Arrow tables are eagerly materialized in memory and don't allow for the same amount of data skipping.
Multiple query engines can query Arrow Datasets
Other query engines like DataFusion can also query Arrow datasets, see the following example:
from datafusion import SessionContext
ctx = SessionContext()
ctx.register_dataset("my_dataset", table.to_pyarrow_dataset())

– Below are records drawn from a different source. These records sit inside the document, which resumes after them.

PR #880, opened 2021-07-07
Added cache invalidation to level editor

MitchelPaulin:
Same issue and same fix that was addressed in https://github.com/Brightspace/d2l-rubric/pull/875, this one for the level name


package.json
```diff
@@ -1,6 +1,6 @@
 {
   "name": "d2l-rubric",
-  "version": "3.15.0",
+  "version": "3.15.1",
```
devpow112, line 3: You don't need to do this manually anymore thanks to @imcdonald-d2l. If you revert this and just make sure your merge commit includes `fix: ` it will auto increment the version and make a release.

devpow112: This is getting implemented on all our repos so it will make releasing much nicer.

devpow112 (approved):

ctx.sql("select * from my_dataset where v2 > 5")
Here's the result:
+-------+-------+--------------+-----+-----+--------+----+----+-----------+
| id1 | id2 | id3 | id4 | id5 | id6 | v1 | v2 | v3 |
+-------+-------+--------------+-----+-----+--------+----+----+-----------+
| id082 | id049 | id0000022715 | 97 | 55 | 756924 | 2 | 11 | 74.161136 |
| id053 | id052 | id0000113549 | 19 | 56 | 139048 | 1 | 10 | 95.178444 |
| id090 | id043 | id0000637409 | 94 | 50 | 12448 | 3 | 12 | 60.21896 |
+-------+-------+--------------+-----+-----+--------+----+----+-----------+
Any query engine that's capable of reading an Arrow table/dataset can read a Delta table.
Conclusion
Delta tables can easily be exposed as Arrow tables/datasets.
Therefore any query engine that can read an Arrow table/dataset can also read a Delta table.
Arrow datasets allow for more predicates to be pushed down to the query engine, so they can perform better performance than Arrow tables.